Post

Import Data

The foundational knowledge stems from the NYU’s “CSCI-UA 479 Data Management and Analysis” course by Joe Versoza.

Importing Data

We can import data into table by running .sql script or importing files

The typical workflow for imports is:

  1. Creating a table bassed on the data that you’ll import
  2. potentially clean the data so that the import works well
  3. import a file with a COPY query or generate INSERT statements in a .sql file

Running SQL Scripts

Two ways to run .sql scripts:

  1. in the psql client, use the \i command:
    • \i /path/to/stuff-to-import.sql
  2. When starting psql, a file that contains sql commands can be redirected to the client so that statements within it are run:
    • psql someDatabaseName < /path/to/stuff-to-import.sql

In both cases, the .sql file can contain any number of valid sql commands.

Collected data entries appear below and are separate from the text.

PR #782, opened 2025-07-22
Update the Substitute.ml file

sonmarcho:


sonmarcho:
Yes that's true, but those comments were really pertinent in Aeneas which provides functions to normalize the types, and in which context one had to be extremely careful to call the wrappers which also normalize types, not the original functions (otherwise the environments would be ill-typed). Many comments referred to the AssociatedTypes file for instance, which doesn't exist in Charon.

Nadrieril:
Fair, I don't have a strong opinion either way.

PR #783, opened 2025-07-24
Represent globals as places

N1ark:
Update of https://github.com/AeneasVerif/charon/pull/649 -- they're practically the same
The main notable difference is that when using the *value* of a global, it is copied, not moved, as moving a global would uninitialise it; e.g. here
```rust
const C = 0;
let a = C;
let b = C; // if C is moved, this is an error
```

ci: use https://github.com/AeneasVerif/aeneas/pull/586
ci: use https://github.com/AeneasVerif/eurydice/pull/251

### DIFF
--- a/charon/src/ast/expressions.rs
+++ b/charon/src/ast/expressions.rs
@@ -27,8 +27,13 @@ pub struct Place {
 )]
 #[charon::variants_prefix("Place")]
 pub enum PlaceKind {
+    /// A local variable in a function body.
     Local(LocalId),
+    /// A subplace of a place.
     Projection(Box<Place>, ProjectionElem),
+    /// A global (const or static).
+    /// Not present in MIR; introduced in [simplify_constants.rs].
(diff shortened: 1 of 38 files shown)


charon/src/ast/expressions.rs
```diff
@@ -461,7 +466,7 @@ impl From<FunDeclRef> for FnPtr {
 /// We later desugar those to regular ADTs, see [regularize_constant_adts.rs].
 ///
 /// [`RawConstantExpr::Global`] case: access to a global variable. We later desugar it to
-/// a separate statement.
+/// a copy of a place global.
```
Nadrieril, line 469: You removed it now :D

N1ark: oops yupppp

Nadrieril:
Looks good! Now to do the aeneas & eurydice changes :"). Feel free to try, otherwise I'll have a try but this will take me a while to get to.

Issue #608, opened 2025-03-14
Better support for unsized types


Nadrieril:
Currently the translation of unsized types requires the user to figure out metadata manipulation themselves: e.g. a cast from `Box<[T; N]>` to `Box<[T]>` makes a fat pointer but nothing in charon makes that clear.

Ideally charon would tell you exactly what metadata to use whenever creating a pointer that happens to be fat.

- [x] Make explicit which metadata is used on a given unsizing coercion;
- [x] Make pointer metadata tracking explicit;
- [ ] Support unsizing behind non-builtin pointers;

PR #797, opened 2025-08-04
Better Unsized Type support

ssyram:
Following #608 , this PR aims to provide the metadata explicitly when a reference / raw pointer is created. Specifically, a new field `Option<Operand>` is added to both `Rvalue::Ref` & `Rvalue::RawPtr`. It is `None` to correspond to the explicit `None` case of the `PtrMetadata`.

This also involves a rework on the data structure of `PtrMetadata`. Now, `PtrMetadata::VTable` refers directly to the virtual table struct generated. Also, a variant `PtrMetadata::InheritFrom` is added to handle the generic case.

Currently still working on adding the Operand obtainment.


Nadrieril:
CI is failing, could you fix it before I have a look?

charon/src/bin/charon-driver/translate/translate_bodies.rs
```diff
@@ -414,7 +414,13 @@ impl BodyTransCtx<'_, '_, '_> {
             hax::Rvalue::Ref(_region, borrow_kind, place) => {
                 let place = self.translate_place(span, place)?;
                 let borrow_kind = translate_borrow_kind(*borrow_kind);
-                Ok(Rvalue::Ref(place, borrow_kind))
+                Ok(Rvalue::Ref {
+                    place,
+                    kind: borrow_kind,
+                    // Use `()` as a placeholder now.
+                    // Will be fixed by the cleanup pass `insert_ptr_metadata`.
+                    ptr_metadata: Operand::mk_const_unit(),
```
Nadrieril, line 427: Why fix it in a pass instead of adding it here (and we can still ask rustc for things)?

charon/src/bin/charon-driver/translate/translate_trait_objects.rs
```diff
@@ -382,7 +382,8 @@ impl ItemTransCtx<'_, '_> {
             },
             kind,
             layout: Some(layout),
-            ptr_metadata: None,
+            // a vtable must not have unsizing metadata itself
```
Nadrieril:
```suggestion
            // A vtable struct is always sized
```

charon/src/bin/charon-driver/translate/translate_types.rs
```diff
@@ -1,4 +1,5 @@
 use super::translate_ctx::*;
+use anstream::panic;
```
Nadrieril: This probably comes from an import auto-added by rust-analyzer
```suggestion
```

charon/src/transform/insert_ptr_metadata.rs
```diff
@@ -0,0 +1,223 @@
...
+        // We will need to keep the derefed type to get the metadata type
+        ProjectionElem::Deref => Some((subplace.clone(), place.ty().clone())),
+        ProjectionElem::Field(proj_kind, field) if is_last_field(ctx, proj_kind, field) => {
+            outmost_deref_at_last_field(ctx, subplace)
+        }
+        // Otherwise, it could be one of the following cases:
+        // 1. It is a field access, but not the last field, so it does not have metadata;
+        // 2. It is an index / sub-slice access, which must return a reference,
+        //    As we are checking for *outmost*, it means no deref is performed,
+        //    so it must remain a reference, which does not have metadata.
```
Nadrieril: I would like to be able to make the pass that removes indexing projections optional. In other words, could you handle these projections too?

charon/src/transform/resolve_sized_ptr_metadata_inherit.rs
Nadrieril, line 1: Instead of resolving by hand like this, we should be asking rustc what the metadata type is (which requires doing this during translation, not after)

charon/src/transform/insert_ptr_metadata.rs
```diff
@@ -0,0 +1,223 @@
...
+            TyKind::Adt(type_decl_ref) => match &type_decl_ref.id {
+                TypeId::Adt(type_decl_id) => {
+                    is_last_field_of_ty_decl_id(ctx, type_decl_id, field)
+                }
+                TypeId::Tuple => type_decl_ref.generics.len() - 1 == field.index(),
+                // Builtin types are atoms
+                TypeId::Builtin(..) => panic!("Trying to get the last field from a built-in type"),
+            },
+            _ => panic!("Type \"{}\" does not have field, projection operation invalid!", ty.with_ctx(&ctx.into_fmt())),
+        },
```
Nadrieril: That should be an error too, alias types are never referenced from other places

charon/src/ast/types_utils.rs
```diff
@@ -630,6 +630,75 @@ impl Ty {
...
+                            // `None` refers to the unit type `()`
+                            None => PtrMetadata::None,
+                            // Otherwise, simply recurse
+                            Some(ty) => ty.get_ptr_metadata(translated),
+                        }
+                    }
+                    // Box simply recurse with its sole argument
+                    TypeId::Builtin(BuiltinTy::Box) => {
+                        ty_ref.generics.types[0].get_ptr_metadata(translated)
+                    }
```
Nadrieril: That's incorrect: `Box` itself has no metadata, it's a pointer

charon/src/bin/charon-driver/translate/translate_types.rs
```diff
@@ -374,23 +379,46 @@ impl<'tcx, 'ctx> ItemTransCtx<'tcx, 'ctx> {
...
+                                    .translate_vtable_struct_ref(span, &trait_predicate.trait_ref)?
+                                    .unwrap())
+                            },
+                        )?
+                        .erase();
+                    PtrMetadata::VTable(vtable)
+                }
+                _ => unreachable!("Unexpected hax type {hax_ty:?} for dynamic type: {ty:?}"),
+            },
+            ty::Param(..) => PtrMetadata::InheritFrom(self.translate_ty(span, hax_ty)?),
```
Nadrieril, line 410: I'm thinking we could check if the parameter is sized here so we don't have to do it in a pass. Would that be enough, or are there other ways to construct a `InheritFrom`?

charon/src/transform/index_to_function_calls.rs
```diff
@@ -22,18 +24,35 @@ struct IndexVisitor<'a> {
...
+    ctx: &'b TransformCtx,
 }
 
-impl<'a> IndexVisitor<'a> {
-    fn fresh_var(&mut self, name: Option<String>, ty: Ty) -> Place {
-        let var = self.locals.new_var(name, ty);
-        let live_kind = RawStatement::StorageLive(var.local_id().unwrap());
-        self.statements.push(Statement::new(self.span, live_kind));
-        var
+impl PtrMetadataComputable for IndexVisitor<'_, '_> {
```
Nadrieril: This trait is cool, could you just move it to `transform/mod.rs` or `transform/ctx.rs` since it's used by multiple passes? And maybe name it `BodyTransformCtx` or something

charon/src/transform/insert_ptr_metadata.rs
Nadrieril: Also, "which must return a reference" is either unclear or entirely incorrect. An indexing projection returns a place, not a reference value. If it's a single index then it works pretty much like a field projection, if it's a range then the resulting place has type slice and the metadata is the size of the range.

charon/tests/ui/simple/pointee_metadata.out
```diff
@@ -247,15 +253,21 @@ fn slice_metadata()
     let @3: *const Array<u32, 2 : usize>; // anonymous local
     let @4: &'_ (Array<u32, 2 : usize>); // anonymous local
     let @5: Array<u32, 2 : usize>; // anonymous local
+    let @6: (); // anonymous local
+    let @7: (); // anonymous local
```
Nadrieril: Could you make sure you always use a unit constant instead of a local when there's no metadata?

charon/src/bin/charon-driver/translate/translate_bodies.rs
ssyram: OK, how can we ask for that? I will have a try, though.

charon/src/transform/insert_ptr_metadata.rs
ssyram: The type of index / slice access is `fn(...) -> &[mut] Self::Output`, so it must be a reference?

charon/tests/ui/simple/pointee_metadata.out
ssyram: Is there a unit constant? That is an `Adt(Tuple), []`?

charon/src/transform/index_to_function_calls.rs
ssyram: OK, will do.

charon/src/bin/charon-driver/translate/translate_types.rs
ssyram: Yes, this will be cool. But we could still have that `Box<U : ?Sized>` but we could still pass `i32` to have `Box<i32>`. So this will construct `InheritFrom`.

charon/src/ast/types_utils.rs
ssyram: OK, will fix.

ssyram:
> CI is failing, could you fix it before I have a look?

Sorry? How to fix that? It seems to be the path inconsistency?

charon/src/transform/insert_ptr_metadata.rs
ssyram: So we can ignore this case? Simply error on this?

charon/tests/ui/simple/pointee_metadata.out
ssyram: OK, found, will use that.

ssyram: I used the `Operand::mk_const_unit` function. But then there is a pass that will eliminate the `RawConstantExpr::Adt` the case, hence the result is the same. In this case, I would like to use the original one, which has a more precise storage live operation.

charon/src/transform/index_to_function_calls.rs
ssyram: Trait & its method done. But why `BodyTransformCtx`?

ssyram:
OK, latest changes merged, but the results are the same: the support for assoc-types are required to let the overall process of fetching metadata go smoothly.

charon/src/bin/charon-driver/translate/translate_types.rs
Nadrieril: Of course

charon/src/transform/index_to_function_calls.rs
Nadrieril: Because this doesn't fundamentally has anything to do with pointer metadata. It's reusable for any pass that modifies the body, no?

charon/src/transform/insert_ptr_metadata.rs
Nadrieril: That's for non-built-in indexing. `ProjectionElem::Index` is a built-in thing that acts on places of type array or slice in the way I described

charon/src/bin/charon-driver/translate/translate_bodies.rs
Nadrieril: This was a real question, maybe it's more convenient in a pass I don't know. And I don't know what we need to ask rustc, maybe the metadata for a given type?

charon/src/transform/insert_ptr_metadata.rs
Nadrieril: Panic or error yes

charon/tests/ui/simple/pointee_metadata.out
Nadrieril: Hm that's annoying, it causes a lot of churn in test outputs. I honestly prefer changing the pass so it keep the `ConstantExpr::Adt` in that one particular case.

charon/src/bin/charon-driver/translate/translate_bodies.rs
ssyram: OK, then maybe a new PR? The current pass seems to work pretty well?

charon/tests/ui/simple/pointee_metadata.out
ssyram: OK, then it might be a future PR? This does not matter to Eurydice though. Should I simply change it to `Operand::mk_const_unit` for your coming PR on this?

charon/src/transform/index_to_function_calls.rs
ssyram: OK, you're right. Will do.

charon/src/transform/insert_ptr_metadata.rs
ssyram: OK, will do.

charon/src/transform/insert_ptr_metadata.rs
ssyram: Let me study more and try to fix.

charon/src/ast/types_utils.rs
```diff
@@ -630,6 +630,73 @@ impl Ty {
...
+                // there are two cases:
+                // 1. if the declared type has a fixed metadata, just returns it
+                // 2. if it depends on some other types or the generic itself
+                match ty_ref.id {
+                    TypeId::Adt(type_decl_id) => {
+                        let Some(decl) = ty_decls.get(type_decl_id) else {
+                            panic!(
+                                "Internal Error: type decl id not found during getting metadata: {type_decl_id}"
+                            )
+                        };
```
Nadrieril, line 718: Please use `raise_error`, this can happen in normal usage of charon such as with `--opaque`. `panic` should be only used for cases that are theoretically impossible.

Nadrieril: Most of the panics you introduce in this PR are like this in fact, please `raise_error` instead

ssyram: OK, fixed, it is not raised error because the way to this point is too far, I just used the `InheritFrom(TyErr(...))`.

ssyram:
OK, but all tests passed locally and I'm not that sure what is the CI error...

charon/src/transform/insert_ptr_metadata.rs
ssyram: OK, fixed.

charon/src/bin/charon-driver/translate/translate_types.rs
ssyram: The `Sized` part is done.

ssyram:
Now the PR itself should be ready. Additionally, the `PtrMetadata<T>` for `Sized<T>` has been resolved to `()`, which greatly alleviated the generic computation.

charon/src/ast/types_utils.rs
```diff
@@ -819,6 +894,112 @@ impl Variant {
...
+            .with_ctx(&translated.into_fmt())
+            .to_string();
+
+        // 1. Get vtable ref from trait declaration
+        //    Provides: 1) final return ID, 2) correct order of associated types
+        // Firstly, get the trait declaration for the vtable ref it stores.
+        let trait_decl = translated
+            .trait_decls
+            .get(self.binder.params.trait_clauses[0].trait_.skip_binder.id)
+            .unwrap();
```
Nadrieril: This `unwrap` is not ok: we must not panic is an item is missing. Please just return `None` instead.

charon/src/ast/types_utils.rs
```diff
@@ -819,6 +894,112 @@ impl Variant {
...
+
+        // Get vtable ref from definition for correct ID.
+        // Generics in vtable ref are placeholders but provide correct order of the associated types.
+        let Some(vtable_ref) = &trait_decl.vtable else {
+            panic!(
+                "Vtable for trait {} is None, meaning the trait is non-dyn-compatible!",
+                trait_name
+            );
```
Nadrieril, line 941: This panic is ok however, because if it happens we (charon developers) made a mistake somewhere.

charon/src/ast/types_utils.rs
```diff
@@ -819,6 +894,112 @@ impl Variant {
...
+            .types
+            .iter()
+            .filter_map(|ty| {
+                if let TyKind::TraitType(tref, name) = &ty.kind() {
+                    Some((tref.trait_decl_ref.skip_binder.id, name.clone()))
+                } else {
+                    None
+                }
+            })
+            .collect::<Vec<_>>();
```
Nadrieril: note for the future: you may be interested in the `collect_vec` method (from `itertools::Itertools`) instead

charon/src/ast/types_utils.rs
```diff
@@ -819,6 +894,112 @@ impl Variant {
...
+
+        // Find correct type argument from dyn trait's constraints for each assoc type.
+        for (trait_id, assoc_name) in assoc_tys {
+            // Find it
```
Nadrieril, line 984: Are you sure you need to do all this? `vtable_ref` should already work no? It has all the types in the correct order. If what you're trying to do is associated type normalization then we should expose the right methods from `expand_associated_types.rs` instead of doing a special-case here.

Nadrieril: Anyway, I'm ok if you just add a `// TODO: use proper normalization here instead of doing it by hand`

charon/src/bin/charon-driver/translate/translate_bodies.rs
Nadrieril: You still haven't answered my question, but I think I found an answer: it's useful to have all the `compute_ptr_metadata` methods available for other passes anyway, so may as well do this in a pass.

charon/src/ast/types_utils.rs
ssyram: OK, thanks!

charon/src/ast/types_utils.rs
ssyram: Will try.

charon/src/ast/types_utils.rs
ssyram: Cool, thanks!

charon/src/ast/types_utils.rs
ssyram: OK, will fix.

charon/src/transform/insert_ptr_metadata.rs
```diff
@@ -0,0 +1,288 @@
...
+        ProjectionElem::Index { .. } => None,
+        // Subslice must have metadata length, but the key is which place to fetch it from?
+        // I.e., in places like `x[..]`, it returns `{[TypeOf<x>] as Index[Mut]}::Output`
+        ProjectionElem::Subslice { from, to, from_end } => {
+            let to_idx = compute_to_idx(ctx, subplace, *to.clone(), *from_end);
+            let diff_place = ctx.fresh_var(None, Ty::mk_usize());
+            ctx.insert_assn_stmt(
+                diff_place.clone(),
+                // `to` cannot be less than `from` as per Rust rules, so panic
+                Rvalue::BinaryOp(BinOp::Sub(OverflowMode::Panic), to_idx, *from.clone()),
```
Nadrieril: The correct mode is `OverflowMode::UB`; the MIR does not include a panic check here, it should already have been checked beforehand.

charon/src/transform/insert_ptr_metadata.rs
```diff
@@ -0,0 +1,288 @@
...
+            if is_last_field(ctx.get_ctx(), proj_kind, field) =>
+        {
+            outmost_deref_at_last_field(ctx, subplace)
+        }
+        // This is not the last field, so it will never have metadata
+        ProjectionElem::Field(..) => None,
+        // Indexing for array & slice will only result in sized types, hence no metadata
+        ProjectionElem::Index { .. } => None,
+        // Subslice must have metadata length, but the key is which place to fetch it from?
+        // I.e., in places like `x[..]`, it returns `{[TypeOf<x>] as Index[Mut]}::Output`
```
Nadrieril: That comment is incorrect, please remove it

Nadrieril: Actually it's correct but confusing because it makes it sound like the `Index` traits are involved yet they are not. I still don't find it useful tho.

charon/src/transform/insert_ptr_metadata.rs
ssyram: OK.

charon/src/transform/insert_ptr_metadata.rs
ssyram: OK, revised.

Nadrieril:
Could you squash the whole PR into one commit please?

Nadrieril:
> I think there is a merge option of letting the whole PR become a single commit?

Unfortunately not in combination with the GitHub merge queue, unless I wanted to squash _every_ PR which I don't.

ssyram:
OK, done.

ssyram:
OK, a very good news is that AeneasVerif/eurydice#259 is fully ready for this PR. The latest change in that PR merged the latest version of the main official branch of Eurydice and has been tested to be fully compatible with this PR. Hopefully, @protz we can polish AeneasVerif/eurydice#259 to get fully ready next week and when @Nadrieril is back the week after next, we can merge both PR altogether!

Importing data by running SQL scripts example

1
2
3
4
5
6
7
8
9
10
11
12
13
DROP TABLE IF EXISTS song;
CREATE TABLE song (
	id serial PRIMARY KEY,
  	title varchar(100),
  	artist varchar(100),
  	danceability numeric
);

INSERT INTO song (title, artist, danceability)
	VALUES
		('Heartbeats', 'Jose Gonzalez', 0.01),
		('Heartbeats', 'The Knife', 0.9),
		('Lucid Dreams', 'Juice WRLD', 0.9)

Before running psql: psql dbname < song.sql

While in psql: \i songs.sql

COPY from csv

COPY can be used to import data from a csv (this is not standard SQL)

1
2
3
COPY table_name
	FROM filename
	options

options can be replaced by some combination of additional options that control how file should be imported

To import only specific columns, use parentheses after the table name.

1
2
3
COPY table_name (col1, col2, col3)
	FROM filename
	options

COPY options

  • format of file: text, csv or binary
  • DELIMITER AS 'some char' - specify delimiter (default is comma for csv)
  • NULL AS 'null_string' - determines what string to treat as null (default for csv is empty string)
  • HEADER - presence specifies that header is included in file
  • ENCODING 'ENCODING_NAME' - specify encoding of file being imported (ENCODING 'LATING'), if not specified, client encoding is used (psql will auto detect based on your locale settings, likely ‘UTF8’)
  • QUOTE AS 'quote_character' - specify quote character

COPY example

Assume that this is csv example

1
2
3
4
5
title,artist,danceability
Heartbeats,Jose Gonzalez,0.01
Heartbeats,The Knife,0.9
Lucid Dreams,Juice WRLD,0.9
Happy Birthday,N/A,0.9

and a table exists with appropriate types

1
2
3
4
id serial PRIMARY KEY,
title varchar(100),
artist varchar(100),
danceability numeric
1
2
3
4
-- 4 columns, but only 3 in csv
COPY song (title, artist, danceability)
	FROM '/tmp/songs.csv'
	csv HEADER NULL AS 'N/A';

Assume that a tab delimited file that contains all the columns needed

1
2
3
COPY student
	FROM '/tmp/student.txt'
	csv HEADER DELIMITER AS E'\t';

Additional information can be found in the COPY documentation.

Import JSON

  • the target column of the import should be type jsonb see the docs
  • jsonb allows a column to store JSON data that can be keyed/indexed into using arrow syntax -> (col->'field_name')
  • the format of the data file being brought in should be a JSON object per line
1
2
3
4
CREATE TABLE foo (
	id serial PRIMARY KEY,
  	data jsonb
);
1
2
3
{"name": "bar", "a": 12, "b": 14}
{"name": "qux", "a": 100, "b": 101}
{"name": "corge", "a": 98, "b": 99}
1
2
COPY foo (data) FROM '/tmp/data.json';
SELECT data->'a' FROM foo;

Types

When accessing a value with colName->'key', the returned type is still jsonb.

Alternatively, ->> can be used to return text.